It’s a two meme day. That’s a good thing. It may be a couple days late, but it is Valentine’s week, so this goes out to all the lovers out there…
1. Attraction, Gone – Any real BRO knows that even the dime of all dime pieces can throw on a set of gear and instantly transform into a BRO with long hair and a short build. Like, there are definitely a lot of weird dudes that see a girl in kevlar pants and a long sleeve jersey and get turned on, but I imagine those BROs are the same people who jerk off to Asian fart porn and shit like that. That’s just the way it is. Throw in all the purple and glitter you want, girls, but until Victoria’s Secret comes out with a line of moto gear for girls who desire sex appeal in lieu of protection, your boob-compensating chest protector is about as sexy as it gets. Then you are off to bed and its all you can picture. So you are not getting laid tonight.
2. She might eat shit – When one of your BROs bites it, you can pretty easily feign compassion because BROs do not expect much; pretty much just load his bike and throw him the horns as the ambulance pulls away and you have done your duty. But this is your girl, the person you pretend to care about more than anyone. There is going to be crying, that’s just a fact. And you are not getting laid tonight. Another fact.
3. Have to tell her how good she is – If your woman is good, then fine. No need to lie then. Women can smell that from a mile away. Unfortunately, unless your girl races pro, she probably is not good. That means that when she gets off the track, you have to somehow muster up some enthusiasm when she starts talking about how she half cleared the table top outback and may have even thrown a 5 degree bar tweak in there. But unless you are the next Clooney, she is going to smell your bullshit immediately. And you are not getting laid tonight.
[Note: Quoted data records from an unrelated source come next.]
PR #465, opened 2017-08-22
[optional] Fixes #462

### LINKED ISSUE #462: unstable optional_compat.hpp broken for systems with HAS_OPTIONAL_HEADER=true
On mac with clang 4.0 i get compiler errors from `utility/optional_compat.hpp` since I have an `optional.hpp` present on my system.

@Wentzell please help

Wentzell:
Fixes #462
Relates to #401
We have to check for both, the availability of #include <optional> and
the version of c++ (i.e. -std=c++1y vs c++1z)

### DIFF
--- a/CMakeLists.txt
+++ b/CMakeLists.txt
@@ -232,7 +232,7 @@ endif()
 # #################################
 # Check availability of <optional>
 # #################################
-try_compile(has_optional_header ${CMAKE_BINARY_DIR} ${CMAKE_SOURCE_DIR}/cmake/has_optional.cpp COMPILE_DEFINITIONS -std=c++1y )
+try_compile(has_optional_header ${CMAKE_BINARY_DIR} ${CMAKE_SOURCE_DIR}/cmake/has_optional.cpp COMPILE_DEFINITIONS ${TRIQS_CXX_DEFINITIONS} )
 if (NOT has_optional_header)
  message(STATUS "Using <experimental/optional> header instead of <optional>")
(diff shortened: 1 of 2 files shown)


krivenko:
What's the actual problem here?
In what situation does `has_optional.cpp` compile whereas triqs itself does not? (Issue #462  lacks any details...)

Wentzell:
The problem is that even if you ```#include <optional>``` it will not have ```optional``` in the ```std``` namespace unless you pass ```-std=c++1z```. This is checked by __cplusplus > 201402L as in https://github.com/gcc-mirror/gcc/blob/master/libstdc%2B%2B-v3/include/bits/c%2B%2B17_warning.h

Maybe it would be cleaner though to change the has_optional.hpp to 

```c++
#include <optional>
int main() { std::optional<int> a; return 0; }
```

@krivenko What do you think?

krivenko:
> Maybe it would be cleaner though to change the has_optional.hpp to
>
>```c++
>#include <optional>
>int main() { std::optional<int> a; return 0; }
>```

This is what I thought.
`has_optional.hpp` must compile only if it's found and actually usable.

There is another thing, which is maybe worth changing.

https://github.com/TRIQS/triqs/blob/4986646ad7f0791bac41b5c99ebc969d620ea95b/CMakeLists.txt#L235

I guess putting `${TRIQS_CXX_DEFINITIONS}` instead of `-std=c++1y` makes more sense here.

4. Why even bother doing whips or going fast? - I have said it a million times, but I feel it bears repeating now: virtually every accomplishment in a man’s life can be attributed to the pursuit of getting pussy. Girls want the alpha male, so men want to be the alpha male. Moto sluts dig nice whips and dragged handlebars, so we will give it to them. But you brought your chick, BRO. Best case scenario, you lay down a hot whip, one of those girls on the fence looks your way, and you have a solid 2-3 hours of arguing with your woman that you were just feeling it on that jump, that’s all. And you are not getting laid tonight.
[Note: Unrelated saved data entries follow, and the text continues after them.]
PR #444, opened 2017-07-20
((WIP do not merge)) [clef] products of matsubara frequencies

HugoStrand:
Clef expressions with multiplication of Matsubara frequency placeholders, e.g.

```c++
g2(om_, nu_)(i_, j_) << i_ + j_ + om_ * (nu_ + om_);
```

does not compile, giving the error:

```
/triqs/triqs/./clef/adapters/../clef.hpp:199:35: error: invalid operands to binary
      expression ('const triqs::gfs::mesh_point<gf_mesh<triqs::gfs::imfreq> >' and 'const
      triqs::gfs::mesh_point<gf_mesh<triqs::gfs::imfreq> >')
 TRIQS_CLEF_OPERATION(multiplies, *);
 ~~~~~~~~~~~~~~~~~~~~~~~~~~~~~~~~~^~
```

Here are two tests that attempts to do frequency products using placeholders. @parcollet is this something fixable?

It is useful for e.g. computing the atomic vertex of the Hubbard-atom.

Best, H

PR #470, opened 2017-08-29
[matsubara] Product of matsubaras, additional gf product test

Wentzell:
-Implemented product of two matsubara frequencies to yield a complex
-Added a test that calculates and checks the product of two gfs

### DIFF
--- a/test/triqs/gfs/gf_prod.cpp
+++ b/test/triqs/gfs/gf_prod.cpp
@@ -1,0 +1,78 @@
+#include <triqs/test_tools/gfs.hpp>
+#include <triqs/gfs.hpp>
+
+using namespace triqs::clef;
+using namespace triqs::lattice;
+
+TEST(Gf, ProdGfTail) {
+
+  double beta = 1;
+  placeholder<0> iw_; 
+
+  auto G = gf<imfreq, matrix_valued>{{beta, Fermion, 50}, {2,2}};
+  G(iw_) << 1.0 / iw_ + 0.25 / ( iw_ * iw_ * iw_ ); 
+
+  auto GG = G; 
+
+  std::cout << " Tail of G \n " << GG.singularity() << "\n"; 
+
+  GG *= G; 
+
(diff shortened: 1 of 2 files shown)


parcollet:
Great.
Should we at some point (not now) get rid of this CRTP for the mesh point operators ?

parcollet:
Can you merge the test of #444 with this ?

Wentzell:
Yeah, maybe we can just put all the operators directly into matsubara? The only special cases are
addition and subtraction right? In every other case we expect a cast to dcomplex.

Wentzell:
I merged the tests of #444 into gf_prod.hpp

However, looking at the output of the test, it seems that the tails are not set at all?
```
[==========] Running 3 tests from 1 test case.
[----------] Global test environment set-up.
[----------] 3 tests from Gf
[ RUN      ] Gf.ProdGfTail
 Tail of G 
 empty tail

 Tail of product G*G 
 empty tail

 Expected Tail 
 empty tail

[       OK ] Gf.ProdGfTail (6 ms)
[ RUN      ] Gf.AutoAssignMatrixGf2_product
[       OK ] Gf.AutoAssignMatrixGf2_product (1 ms)
[ RUN      ] Gf.AutoAssignMatrixGf2_sum_product
[       OK ] Gf.AutoAssignMatrixGf2_sum_product (1 ms)
[----------] 3 tests from Gf (8 ms total)

[----------] Global test environment tear-down
[==========] 3 tests from 1 test case ran. (8 ms total)
[  PASSED  ] 3 tests.
```
How can this be?

parcollet:
Because this is a serious bug in the tail !
t = omega + 0 + 0/omega + ....
t*t =  omega ^2 ...
t*t*t = omega ^ 3 ? 
BUT the _tail type is truncated at omega^2, so the omega^3 is dropped, so 
t*t*t = 0 !, 
which inverse is undefined, hence "empty tail" or nan...

The tail nightmare again : 
@mferrero : since you are in charge of the tails, what do we do ?

parcollet:
Ok, the issue with tail is moved to an issue.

5. She might be faster than you – Honestly, I have no idea how any man could deal with this. I mean, I am not even here to say that girls generally suck at riding, but if your woman is better than you, I just do not understand how you can live with yourself and that relationship. Could there be a more emasculating quality in a woman? You would have to start timing your motos around hers so you are never on the track at the same time, a real nuisance in and of itself. Then it starts to transfer over into other parts of your life; before you know it, you are bent over the bed while she lubes up the strap-on. You are getting laid tonight. Ouch.